‘Traffic control’ system for mucin and insulin secretion identified

'Traffic control' system for mucin and insulin secretion identified
Tetraspanin 8 is localized at the plasma membrane of mucin-secreting cells. a Optical plane of a representative confocal image of mucin-secreting cells transfected with Tspan-8·RFP and immunolabelled for the Na+/K+-ATPase α1. Right image shows the merge of the two. Scale bar is 5 µm. b Quantification of the Pearson Correlation Coefficient (PCC) between Tspan-8·RFP and Na+/K+-ATPase α1. As control, Na+/K+-ATPase α1 images were rotated 90° right and the PCC was calculated. Each dot represents the PCC of one image with at least three cells. n = 9. The red dot is the mean value of the gray dots +/− the standard deviation. One-way ANOVA test p c Optical plane from a confocal image of live mucin-secreting cells expressing Tspan-8·GFP at endogenous levels. To visualize the plasma membrane, cells were incubated with the lipophilic membrane marker CellBrite®. Right image shows the merge of the two. Arrows point to the plasma membrane. Scale bar is 5 µm. Five images from two independent cell cultures showed similar results. d WT HT29-N2 cell lines were processed to obtain plasma membrane-enriched fractions. Purified samples were analyzed by western blot. As controls, top and middle panels show immunoblotting against Na+/K+-ATPase α1 and beta tubulin respectively. One of three independent experiment is shown. All replicates showed similar results. Credit: Nature Communications (2023). DOI: 10.1038/s41467-023-39277-9

Researchers from the Center for Genomic Regulation (CRG) in Barcelona have published a study in the journal Nature Communications that reveals how cells carry out the controlled release of mucins and insulin, two crucial proteins for human health.
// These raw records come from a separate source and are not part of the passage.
PR #139, opened 2022-08-03
Expose tls_root_certs in Client constructor

s1ck:
TODOs:
* [x]  update integration test documentation


graphdatascience/tests/conftest.py
```diff
@@ -3,6 +3,9 @@
 
 def pytest_addoption(parser: Any) -> None:
     parser.addoption("--include-enterprise", action="store_true", help="include tests requring GDS enterprise")
+    parser.addoption(
```
zen-dog, line 6: nit about the flag name: at least in Aura, all *DS databases uses encryption so, it's not really an "enterprise" feature.

graphdatascience/graph_data_science.py
```diff
@@ -32,7 +32,31 @@ def __init__(
...
+            A flag that indicates that that the client is used to connect
+            to a Neo4j Aura instance.
+        arrow : bool, default True
+            A flag that indicates that the client should use Apache Arrow
+            for data streaming if it is available on the server.
+        arrow_disable_server_verification : bool, default True
+            A flag that indicates that, if the flight client is connecting with
+            TLS, that it skips server verification. If this is enabled, all
+            other TLS settings are overridden.
+        arrow_tls_root_certs : Optional[bytes], default None
```
zen-dog, line 55: A better UX would be falling back to the OS root CA bundle (I used python certifi to find it in my tests). But that's up to you, of course.

zen-dog (commented):
A few nits only. I really think that falling back to OS root CA makes sense for all Aura use cases.

graphdatascience/tests/conftest.py
s1ck: makes sense, we can call it `--encrypted`

graphdatascience/graph_data_science.py
s1ck: Arrow / grpc already has a mechanism for setting the default value: https://grpc.github.io/grpc/cpp/structgrpc_1_1_ssl_credentials_options.html#a0ce1730020e18d04b6af48c88e069869

If we always set the value in the GDS client, changing that env var won't have an effect, i.e. users that know about that will be surprised. Maybe it's also an option for Aura to not handle the default in the client but setting the env variable instead?

s1ck:
@zen-dog Thanks for the review! We changed the config param, but left the `tls_root_certs` behavior for now. Maybe setting the existing env variable for grpc is sufficient for Aura.

graphdatascience/graph_data_science.py
zen-dog: I mean, wouldn't a typical user be overwhelmed with finding where the root CA bundle lives on their machine? And neo4j driver picks it up automatically for bolt encrypted connection. But at the end, these are your users so 🤷

graphdatascience/graph_data_science.py
```diff
@@ -32,7 +32,31 @@ def __init__(
...
+        aura_ds : bool, default False
+            A flag that indicates that that the client is used to connect
+            to a Neo4j Aura instance.
+        arrow : bool, default True
+            A flag that indicates that the client should use Apache Arrow
+            for data streaming if it is available on the server.
+        arrow_disable_server_verification : bool, default True
+            A flag that indicates that, if the flight client is connecting with
+            TLS, that it skips server verification. If this is enabled, all
+            other TLS settings are overridden.
```
Mats-SX, line 54: Is this the feature? I'm not sure what "server verification" means exactly, but it does sound odd to me to give users the ability to bypass something that sounds like security.

graphdatascience/tests/conftest.py
Mats-SX: this is just a test flag right?

graphdatascience/tests/integration/test_graph_ops.py
```diff
@@ -389,6 +389,23 @@ def test_roundtrip_with_arrow_22(gds: GraphDataScience) -> None:
         G_2.drop()
 
 
+@pytest.mark.encrypted
+@pytest.mark.compatible_with(min_inclusive=ServerVersion(2, 1, 0))
+def test_roundtrip_with_arrow_encrypted(gds_with_tls: GraphDataScience) -> None:
+    G, _ = gds_with_tls.graph.project(GRAPH_NAME, {"Node": {"properties": ["x", "y"]}}, {"REL": {"properties": "relX"}})
+
+    rel_df = gds_with_tls.graph.streamRelationshipProperty(G, "relX")
+    node_df = gds_with_tls.graph.streamNodeProperty(G, "x")
```
Mats-SX, line 398: Shouldn't we use the new, renamed endpoints here? Or maybe if we do then it won't work on 2.1 so probably not

Mats-SX (approved):
Looks good to me!

graphdatascience/graph_data_science.py
s1ck: It's just exposing a flag of the arrow flight client. It basically means that you can connect with tls, but the server is only accepting unencrypted, it'll still connect. It's not disabling the server-side encryption.

TESTING.md
```diff
@@ -52,6 +52,30 @@ To include tests that exercise storing and loading models, you must specify the
...
+# Allow bolt connections either encrypted or unencrypted
+dbms.connector.bolt.tls_level=OPTIONAL
+dbms.ssl.policy.bolt.enabled=true
+dbms.ssl.policy.bolt.base_directory=<absolute-path-to-graph-datascience-client>/graphdatascience/tests/integration/resources
+dbms.ssl.policy.bolt.public_certificate=arrow-flight-gds-test.crt
+dbms.ssl.policy.bolt.private_key=arrow-flight-gds-test.key
+dbms.ssl.policy.bolt.client_auth=NONE
+```
+
+To run only integration tests that are marked as `enterprise_ssl`, call:
```
adamnsch, line 72: Why do we want this "only" behavior?

adamnsch: Also it's called `encrypted` right? Not `enterprise_ssl`?

graphdatascience/graph_data_science.py
```diff
@@ -32,7 +32,31 @@ def __init__(
         auth: Optional[Tuple[str, str]] = None,
         aura_ds: bool = False,
         arrow: bool = True,
+        arrow_disable_server_verification: bool = True,
```
adamnsch, line 35: This constructor is starting to get out of hand. The idea of using the same constructor for arrow was to hide it from the user, but that's no longer happening anyway. I could imagine having something like a static `GraphDataScience.with_tls` constructor. But I don't know

TESTING.md
adamnsch: Also I don't see any testing of this in CI. Should we not have that?

TESTING.md
```diff
@@ -52,6 +52,30 @@ To include tests that exercise storing and loading models, you must specify the
...
+
+```bash
+pytest graphdatascience/tests/integration --include-enterprise
```
adamnsch, line 75: `--encrypted`?

TESTING.md
```diff
@@ -52,6 +52,30 @@ To include tests that exercise storing and loading models, you must specify the
 Note however that this also requires you to have specified a valid path for the `gds.model.store_location` configuration key of your database.
 
 
+### Running tests that require encrypted connections
```
adamnsch, line 55: Nice docs :)

graphdatascience/tests/conftest.py
```diff
@@ -3,6 +3,9 @@
...
+        "--encrypted", action="store_true", help="runs only tests requiring an encrypted connection to Neo4j"
```
adamnsch, line 7: If we really want the "only" behavior I think `--only-encrypted` would be clearer

graphdatascience/tests/integration/conftest.py
```diff
@@ -44,6 +46,22 @@ def gds() -> GraphDataScience:
     return _gds
 
 
+@pytest.fixture(scope="package")
+def gds_with_tls(request: FixtureRequest) -> GraphDataScience:
```
adamnsch, line 50: I guess this is ok, but probably cleaner to just use `pathlib` or something to get the path

adamnsch (commented):
Nice work :) Have some questions, and I notice a changelog entry is missing

TESTING.md
s1ck: Good point .. we renamed if after another comment and forgot the docs.

graphdatascience/graph_data_science.py
s1ck: I agree. I mean .. the `disable_server_verification` doesn't necessarily be exposed, but some builder or factory methods would be nice. We need to make some more changes wrt Arrow config, I can try to sketch something on that PR.

TESTING.md
s1ck: Are we doing integration testing on CI? We'd need a separate DB with encryption enabled. I can check the CI config.

s1ck: it's the `only` behaviour because you can't connect to a db which is set up for encryption with an unencrypted client connection.

adamnsch: Yes, we are doing integration test in CI (see `GdsClientTestBase`)

adamnsch: We could add another CI step to the pipeline which just runs `--encrypted` and has a DB set up for it

graphdatascience/tests/conftest.py
s1ck: `encrypted-only` :)

brs96:
[[PF] Find out flaky python client](https://trello.com/c/A4nJM7qD/6614-pf-find-out-flaky-python-client)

Mucins, the main component of mucous, form a protective barrier and lubricant on our body surfaces such as the respiratory and digestive tracts. Humans secrete roughly one liter of mucins per day, which are released by specialized cells in a controlled manner to ensure the right quantity for proper bodily functions.
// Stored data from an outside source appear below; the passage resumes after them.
PR #141, opened 2022-08-08
Add tox section to run encrypted-only tests

s1ck:


tox.ini
```diff
@@ -12,3 +12,6 @@ deps =
 	pyarrow7: pyarrow >= 7.0, < 8.0
 	pyarrow8: pyarrow >= 8.0, < 9.0
 commands = pytest graphdatascience/tests --include-enterprise --include-model-store-location -Werror
+
+[testenv:encrypted]
+commands = pytest graphdatascience/tests --encrypted -Werror
```
s1ck, line 17: I am running this via `tox -e encrypted` which executed the environment using my local Python installation (3.8). I'd like to run this on the same combinations as the non-encrypted tests. Is there an elegant way to configure that?

adamnsch: I've been looking into this for a bit now, and honestly I'm a little disappointed in tox. envlist is only used if -e is not passed to the tox cli. And I think the easiest way for us to proceed is:
```[tox]
envlist =
	py{37,38,39}-pyarrow{4,5,6,7,8}-{standard,encrypted}
	py310-pyarrow{7,8}-{standard,encryped}

[testenv]
deps =
	pytest
	pyarrow4: pyarrow >= 4.0, < 5.0
	pyarrow5: pyarrow >= 5.0, < 6.0
	pyarrow6: pyarrow >= 6.0, < 7.0
	pyarrow7: pyarrow >= 7.0, < 8.0
	pyarrow8: pyarrow >= 8.0, < 9.0

commands =
	standard: pytest graphdatascience/tests --include-enterprise --include-model-store-location -Werror
	encrypted: pytest graphdatascience/tests --encrypted -Werror
```
And then calling the commands:
`tox -e $(tox -l | grep standard | paste -sd "," -)` and 
`tox -e $(tox -l | grep encrypted | paste -sd "," -)`
from the command line.

The alternative would be an extra tox.ini file for encrytpted, but that's slightly worse i think

adamnsch (changes requested):
Unfortunately this was harder than I thought

tox.ini
s1ck: It would be nice if `-e` would match on substrings, but yeah ...

s1ck: > Unfortunately this was harder than I thought

Thanks!

s1ck:
@adamnsch :ping_pong:

adamnsch (approved):

s1ck:
I think I need to merge this in order to make CI happy.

“An imbalance in mucin secretion, whether excessive or inadequate, can lead to respiratory and digestive tract diseases ranging from chronic obstructive pulmonary disease (COPD) to ulcerative colitis,” says José Wojnacki, first author of the study and postdoctoral researcher at the Center for Genomic Regulation “Similarly, insulin, a hormone secreted by the pancreas, is instrumental in the regulation of blood glucose levels. Defects in insulin production are the root cause of diabetes,” he adds.

Cells store proteins like mucins and insulin in sacs or “granules.” When the cell needs to release these substances, the granules attach to the cell’s outer layer, the membrane, and release their contents outside. The study found that a protein known as tetraspanin-8, present on the cell membrane, acts like a gatekeeper during secretion, deciding which granules containing mucin or insulin get to attach to the membrane and when.






Cells secreting mucins over a 30-minute period, with sacs or ‘granules’ containing the mucins shown as white dots. Normal cells secreting mucins are shown on the left. Cells with tetraspanin-8 knocked out are shown on the right, secreting double the number of mucins. Credit: Centre for Genomic Regulation/ Wojnacki et al. Nature Communications DOI: 10.1038/s41467-023-39277-9

The study demonstrates that the regulated secretion of mucins and insulin is biphasic, meaning a first rapid release of pre-docked granules is followed by a second, slower release of granules from a reserve pool. The study also shows that fusion of granules loaded with mucins requires a protein called syntaxin-2.

Tetraspanin-8 sequesters syntaxin-2, limiting the amount of mucin release. In the absence of tetraspanin-8, the researchers observed a doubling of mucin secretion, as more syntaxin-2 is available for the docking and fusion of granules. This discovery also extended to insulin release, indicating a universal mechanism that could have significant implications for understanding how cells secrete these vital proteins based on physiological needs.

“If the cell is a busy city, the granules are lorries loaded with cargoes like mucins and insulin. The city’s gate to the outside world is opened by proteins like syntaxin-2. In this analogy, tetraspanin-8 works like traffic control at the city’s boundary, controlling the number of syntaxin 2 molecule available to open gates for lorries to dock and export their cargoes. This controlled management ensures just the right number of mucins or insulin is released based on bodily needs,” says ICREA Research Professor Vivek Malhotra, corresponding author of the study and researcher at the Center for Genomic Regulation.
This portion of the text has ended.